Прошло еще несколько дней. О моей переброске ничего не было слышно. Я по-прежнему отсиживал положенные часы в Инспекции, переписывал бумаги, ходил к Виктору, который, как и Валентин, был огорчен моей переброской и обещали навещать меня в Пушсовхозе. Забегая вперед надо сказать, что оба обещание свое сдержали и иногда по-одиночке или вдвоем наведывались в Пушсовхоз под видом осмотра аппаратуры радиостанции ОЛП и со мной проводили большую часть дня.
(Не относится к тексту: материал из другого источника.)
PR #2236, opened 2026-07-31
`channels_sv2`: BIP323 adaptations + fix version rolling validation

plebhash:
close #2196 
close https://github.com/project-loupe/audit-stratum/issues/57
close https://github.com/project-loupe/audit-stratum/issues/70
close https://github.com/project-loupe/audit-stratum/issues/72
close https://github.com/project-loupe/audit-stratum/issues/59

companion https://github.com/stratum-mining/sv2-apps/pull/655

PR #2263, opened 2026-08-03
`channels_sv2`: bound client `rejected_shares` map

### LINKED ISSUE #2262: `channels_sv2`: client `rejected_shares` map grows unboundedly
`ShareAccounting::on_share_rejection` is fed `error_code` values straight from upstream `SubmitSharesError` messages:

https://github.com/stratum-mining/stratum/blob/30ca82ac20d7a543cc777be39dc2e19c621eff4b/sv2/channels-sv2/src/client/share_accounting.rs#L129-L134

The wire type is `Str0255`, so a malicious or compromised pool controls up to 255 bytes of arbitrary content per message. 

Every distinct value becomes a permanent key in `rejected_shares: HashMap<String, u32>` — no length cap, no eviction, no allowlist, and (unlike `seen_shares`) no flush on chain-tip updates.

Over a sustained connection this is a slow but real memory-exhaustion DoS against the mining client (CWE-400), mirroring the upstream-trust threat model already accepted for the same struct's counter-overflow fixes.

In-repo usage treats this set as a small fixed enumeration (the `ERROR_CODE_SUBMIT_SHARES_*` constants in `mining_sv2`), so bounding it matches intent.

## fix

count only the known `ERROR_CODE_SUBMIT_SHARES_*` codes

fold anything else into an "unknown" bucket.

## regression test

Feed 10,000 unique error codes into `on_share_rejection`, assert the stored map stays bounded.

plebhash:
close #2262
close https://github.com/project-loupe/audit-stratum/issues/28

companion https://github.com/stratum-mining/sv2-apps/pull/693

### DIFF
--- a/sv2/channels-sv2/src/client/extended.rs
+++ b/sv2/channels-sv2/src/client/extended.rs
@@ -289,7 +289,7 @@ impl ExtendedChannel {
 
     /// Updates share accounting based on a [`SubmitSharesError`](mining_sv2::SubmitSharesError) message from the upstream
     /// server. Delegates to [`ShareAccounting::on_share_rejection`].
-    pub fn on_share_rejection(&mut self, error_code: String) {
+    pub fn on_share_rejection(&mut self, error_code: &str) {
         self.share_accounting.on_share_rejection(error_code);
     }
 
--- a/sv2/channels-sv2/src/client/share_accounting.rs
+++ b/sv2/channels-sv2/src/client/share_accounting.rs
@@ -8,6 +8,37 @@ extern crate alloc;
 use super::{HashMap, HashSet};
 use alloc::string::String;
 use bitcoin::hashes::sha256d::Hash;
+use mining_sv2::{
+    ERROR_CODE_SUBMIT_SHARES_BAD_EXTRANONCE_SIZE, ERROR_CODE_SUBMIT_SHARES_DIFFICULTY_TOO_LOW,
+    ERROR_CODE_SUBMIT_SHARES_DUPLICATE_SHARE, ERROR_CODE_SUBMIT_SHARES_INVALID_CHANNEL_ID,
+    ERROR_CODE_SUBMIT_SHARES_INVALID_JOB_ID,
+    ERROR_CODE_SUBMIT_SHARES_INVALID_NON_ROLLABLE_VERSION_BIT,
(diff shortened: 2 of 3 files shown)


plebhash:
todo: adapt `KNOWN_ERROR_CODES` list once https://github.com/stratum-mining/stratum/pull/2236 is merged

sv2/channels-sv2/src/client/share_accounting.rs
```diff
@@ -126,9 +157,19 @@ impl ShareAccounting {
...
+    /// `error_code` is only tracked under its own key if it is one of the known
+    /// `SubmitShares.Error` codes; any other value is counted under [`UNKNOWN_ERROR_CODE`].
+    /// This keeps the internal map bounded, since `error_code` is fully controlled by the
+    /// upstream server.
     pub fn on_share_rejection(&mut self, error_code: String) {
+        let key = if KNOWN_ERROR_CODES.contains(&error_code.as_str()) {
+            error_code
+        } else {
+            String::from(UNKNOWN_ERROR_CODE)
+        };
```
bit-aloo: I think we can remove this string allocation here, considering we only need code for lookup

plebhash: sure, done

but if we're really trying to be strict against unnecessary allocations here, `on_share_rejection` should take `&str` instead of `String`

which means a companion is needed for this PR: https://github.com/stratum-mining/sv2-apps/pull/693

sv2/channels-sv2/src/client/extended.rs
```diff
@@ -283,7 +283,7 @@ impl ExtendedChannel {
 
     /// Updates share accounting based on a [`SubmitSharesError`](mining_sv2::SubmitSharesError) message from the upstream
     /// server. Delegates to [`ShareAccounting::on_share_rejection`].
-    pub fn on_share_rejection(&mut self, error_code: String) {
+    pub fn on_share_rejection(&mut self, error_code: &str) {
```
bit-aloo, line 292: We can make these as str as ref
```suggestion
    pub fn on_share_rejection(&mut self, error_code: AsRef<str>) {
```

plebhash: I'd rather not.

IMHO feels like overengineering with no clear benefit.

can we KISS and move on?

bit-aloo: yup

bit-aloo (approved):

GitGab19 (approved):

Чекистские петлицы на шинели Валентина, а затем и Виктора, когда в конце года он окончил свой срок без зачета рабочих дней и остался вольнонаемным радиотехником на радиостанции ББК, производили большое впечатление на заключенных придурков 3-й части ОЛП. Тем более, что лицами я с Валентином был похож и кто-то пустил слух о нашем кровном родстве. Тогда мои «фонды» поднялись особо высоко и эта подхалимная мразь даже стала заискивать передо мною.
В середине первой декады марта днем в Инспекцию явился щупленький, пожилой человек в потертой шинели и буденовке со споротыми петлицами и звездой, от которых остались знаки менее выцветшего сукна. Он спросил меня и представился как начальник общей части ОЛП «Пушсовхоз». Показал мне конверт с моим личным делом запечатанный пятью сургучными печатями и объявил, что он пришел за мной, имея приказ Дича сегодня же доставить меня в Пушсовхоз. «Лошадь ждет у подъезда», - добавил он.
Итак все свершилось. Стул для сидения в концлагере на Медвежьей горе из-под меня выскользнул, я пересаживался на аналогичный стул в Пушсовхозе. Попрощался с Лозинским, с Антоновым (Райца в комнате не было), вышел с моим конвоиром на крыльцо, здесь стояла запряженная в маленькие финские саночки упитанная лошадка. «Для вещей Ваших места не найдется, - сказал конвоир, - я их привезу Вам после». Мы заехали в барак, я сложил вещи и оставил у дневального. Ехали молча. Резвая лошадка за два часа доставила нас в Пушсовхоз. Свернув на проселочную дорогу, где в 300-х метрах от тракта Медвежья гора - Повенец, мимо нас промелькнула сторожевая будка, откуда вслед нам высунулся солдат ВОХРа, мы подкатили к крыльцу управления ОЛП «Пушсовхоз». Я стал заключенным в списочном составе ОЛП «Пушсовхоз» Белбалтлага.